Legendary horror directors George Romero and Dario Argento team up to direct a pair of short films inspired by the writing of Edgar Allen Poe.In Romero's story, a woman (Adrienne Barbeau) and her lover hypnotize her ailing, older husband into signing over his riches. But when he dies while still under their command, his soul haunts them, seeking to be freed from their hypnotic spell. In Argento's tale, a crime-scene photographer (Harvey Keitel) kills his live-in girlfriend in a fit of jealous rage, but her black cat continues to torment him after her death. While Romero's piece toys with horror conventions and Argento's plays out in his typically elongated fashion, their dramatic story lines, unexpectedly gruesome imagery, and ironic endings shock some life into the movie. It is rumored that this was originally meant to be a quartet of horror tales with contributions from Wes Craven and John Carpenter, but at least we got these two. --Bryan Reesman ... Read more

Reviews (15)

4-0 out of 5 stars Two horror greats in one film.
While George A. Romero and Dario Argento worked together on the production of Dawn of the Dead, this was the first movie the two actually 'worked' on together as directors. Each contributed a short film based on a story by Edgar Allen Poe. Romero adapted The Facts in the Case of M. Valdemar while Argento chose The Black Cat. Romero's comes first and it is routine EC comic style stuff, solidly made yet hampered by pacing that is a tad too methodical. But the payoff is worth the trip and the cast (Adrienne Barbeau, Ramy Zada, and Bingo O' Malley) contribute nice work. Argento's segment is far more energetic, a surreal trip into madness as a crime scene photographer (Harvey Keitel) is driven by his art to kill his live-in girlfriend's black cat. Of course the cat returns, again and again, and things get even worse in that surreal nightmare way that only Argento can pull off. Not content to just adapt The Black Cat, Argento also tosses in references to other Poe stories; namely The Pit and The Pendulum, The Tell-Tale Heart, Bernice, and several characters have famous Poe names (Usher, Pym, etc.). If he didn't go overboard, then he wouldn't be Argento, now would he? Blue Underground has done another first rate job with this wonderful disc. The maligned movie has never looked or sounded this good and the extras are more than worth the bonus disc. Romero and/or Argento fans will love it. Recommended.

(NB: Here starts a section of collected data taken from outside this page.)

PR #3696, opened 2021-01-15
HHH-14384 Fix QueryProducer.createNativeQuery documentation

NathanQingyangXu:
https://hibernate.atlassian.net/browse/HHH-14384

Minor doc PR, but I think the complaint is valid.


hibernate-core/src/main/java/org/hibernate/query/QueryProducer.java
```diff
@@ -50,7 +50,7 @@
 	 * Create a typed {@link Query} instance for the given HQL/JPQL query string.
 	 *
 	 * @param queryString The HQL/JPQL query
-	 *
+	 * @param resultClass The type of the query result
```
NathanQingyangXu, line 53: The above is to fix a missing Javadoc element along the way, not directly related to the ticket.

beikov:
Thanks!

PR #3697, opened 2021-01-17
fix Github Action on Oracle matrix

NathanQingyangXu:


NathanQingyangXu:
the current Oracle Github CI on master seems working as expected (36 broken testing cases after 3 hours of running). Closed this PR to focus on fixing the 36 broking Oracle testing cases instead.

PR #3698, opened 2021-01-21
Various fixes

dreab8:
- Fix EntitiyInitialization when exists a loaded a proxy
- Fix NPE for InferredBasicVaueResolution
- Fix issue issue with loading by Unique key
- Fix FkDescriptor for Embeddable 
- other minor fixes
- Some code refactoring


hibernate-core/src/main/java/org/hibernate/loader/ast/internal/LoaderSelectBuilder.java
```diff
@@ -133,6 +133,45 @@ public static SelectStatement createSelect(
...
+			int numberOfKeysToLoad,
+			LoadQueryInfluencers loadQueryInfluencers,
+			LockOptions lockOptions,
+			Consumer<JdbcParameter> jdbcParameterConsumer,
+			SessionFactoryImplementor sessionFactory) {
+		final LoaderSelectBuilder process = new LoaderSelectBuilder(
+				sessionFactory,
+				loadable,
+				partsToSelect,
+				Arrays.asList( restrictedPart ),
```
NathanQingyangXu, line 163: Using `Collections.singleton()` would be more natural and readable. JMH benchmark should show its performance advantage as well (though not tried yet).

NathanQingyangXu: The article (https://dzone.com/articles/singleton-list-showdown-collectionssingletonlist-v) shows the `Arrays.asList()` is twice as slow than `Collections.singletonList()`.

hibernate-core/src/main/java/org/hibernate/internal/SessionImpl.java
```diff
@@ -987,6 +987,9 @@ public Object immediateLoad(String entityName, Object id) throws HibernateExcept
 			event.setResult( null );
 			loadEvent = event;
 		}
+		if ( result instanceof HibernateProxy ) {
+			return ( (HibernateProxy) result ).getHibernateLazyInitializer().getImplementation();
```
beikov, line 991: Doesn't this break the identity guarantee, that entities with the same PK have the same identity, required by JPA? IMO we should trigger lazy loading here, but still return the proxy.

hibernate-core/src/main/java/org/hibernate/engine/internal/StatefulPersistenceContext.java
```diff
@@ -743,7 +743,9 @@ public Object narrowProxy(Object proxy, EntityPersister persister, EntityKey key
 
 			if ( object != null ) {
 				final LazyInitializer li = ( (HibernateProxy) proxy ).getHibernateLazyInitializer();
-				li.setImplementation( object );
+				if ( li.isUninitialized() ) {
```
beikov, line 746: Should it even be possible that this is already initialized? Maybe this should be an assert and we should fix the callers such that the state is set on the existing entity object rather than creating a new one and ignore it here?

hibernate-core/src/main/java/org/hibernate/metamodel/mapping/EmbeddableMappingType.java
```diff
@@ -528,7 +528,21 @@ public int forEachJdbcValue(
 		for ( int i = 0; i < attributes.size(); i++ ) {
 			final AttributeMapping attributeMapping = attributes.get( i );
 			final Object o = attributeMapping.getPropertyAccess().getGetter().get( value );
-			span += attributeMapping.forEachJdbcValue( o, clause, span + offset, consumer, session );
+			if ( attributeMapping instanceof ToOneAttributeMapping ) {
```
beikov, line 531: I recently had a SO exception due to something similar. What do you think about changing the implementation of `ToOneAttributeMapping` to traverse only the foreign key by default? I don't know how join fetching is currently implemented so I don't know how such a change would affect that, but I have a feeling that such missing instanceof checks might be hidden problems that we will yet discover.

hibernate-core/src/test/java/org/hibernate/orm/test/bidi/AuctionTest.java
```diff
@@ -0,0 +1,147 @@
...
+ */
+@DomainModel(
+		xmlMappings = "org/hibernate/orm/test/bidi/Auction.hbm.xml"
+)
+@SessionFactory
+public class AuctionTest {
+
+	@Test
+	@SuppressWarnings({ "unchecked" })
+	@SkipForDialect(dialectClass = PostgreSQL81Dialect.class, matchSubTypes = true, reason = "doesn't like boolean=1")
```
beikov, line 39:
```suggestion
	@SkipForDialect(dialectClass = PostgreSQLDialect.class, matchSubTypes = true, reason = "doesn't like boolean=1")
```

beikov (changes requested):
Looks good so far, but I'm a bit unsure about the identity guarantee that JPA mandates

hibernate-core/src/main/java/org/hibernate/internal/SessionImpl.java
dreab8: it is due to the change in the Initializers logic, now in case of existing proxy they always return the proxy initialised, in 5.x  the entity was loaded and then based on the case a corresponding proxy was searched and initialised.

dreab8: I think the result is the same but not 100% sure

hibernate-core/src/main/java/org/hibernate/engine/internal/StatefulPersistenceContext.java
dreab8: ok based on the changes to Initializers the proxy should be always initialised, I add an assertion here

hibernate-core/src/main/java/org/hibernate/loader/ast/internal/LoaderSelectBuilder.java
dreab8: Thanks @NathanQingyangXu , i'm going to use your suggestion

beikov (approved):

PR #4414, opened 2021-12-04
HHH-14950 - Support mapping of embeddables with no setters (assuming a custom instantiator or repo-strategy is used)

sebersole:
HHH-14950 - Support mapping of embeddables with no setters (assuming a custom instantiator or repo-strategy is used)

Tests


sebersole:
Out of date

PR #4429, opened 2021-12-07
IdentifierGenerator(Factory) related work

sebersole:
HHH-14497 - Drop legacy id-generator settings;
HHH-14718 - Drop deprecated generator implementations;
HHH-14959 - Drop IdentifierGeneratorFactory as a Service


gavinking:
Oh very nice. It's already done.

4-0 out of 5 stars Animal-Handling AND Masonry: Components for Perfection
When directors get together, they have the potential to make interesting things happen. When great directors join forces and decide to take on a project, even better results areexpected. It honestly doesn't matter what type of material they're doing or if the viewing population has tasted it time and time again. They, the silver screen's version of power coupling, know their art, understand the little versions - or perhaps perversions - of atmosphere that balance the viewing scales, and have the most cards to play when it comes to forging complete pictures. Unfortunately, both don't always deliver a knockout punch like you'd like.

In this initial piece, it's a story you've heard before. An older fellow with dollarsign-laced pockets decides to marry a younger woman. People jeer it in the community and friends seem appalled by it, but attraction is attraction and a little IWantATrophyWife-itus is sometimes what wealth is all about. In our tale, we join an ex "airline hostess" and her much older husband as he's teetering on that painful plateau just outside of dying. Plans are in the works on how to acquire some of his fortune before his estate and the long years of "settling" are addressed, with hypnosis and the application of falsified doctor reports working fairly well. It all seems to be going splendidly, too, and three million dollars is all set to arrive in two weeks - providing the wife, Jessica, can keep her husband around that long. As movies would have it, however, he dies and the planning gets worse and worse and worse until....

This Romero addition to the power duo has some serious flaws in it. The plot is thin, the effects are a little drowsy, and what seems to start off well dances down the corridors of lackluster architecture. Honestly, it's a good thing that things happen the way they do in these tales, because the atypical plan thrown into this type of movie would normally end up with someone going to jail for a very long time. Money or not, you wouldn't want to bury someone in your own backyard with a couple of bullet holes in them and you wouldn't want them kicking it with you ice-cream and getting freezer burn. This is worse than that in some ways, however, because it seems to say that a master in his field and Savini can't get together and make something that hasn't been seen a hundred times over. Instead of illustrating a story the way an audience knows they can, they take a Poe idea, splash a little effect work on it, and somewhat go through the motions.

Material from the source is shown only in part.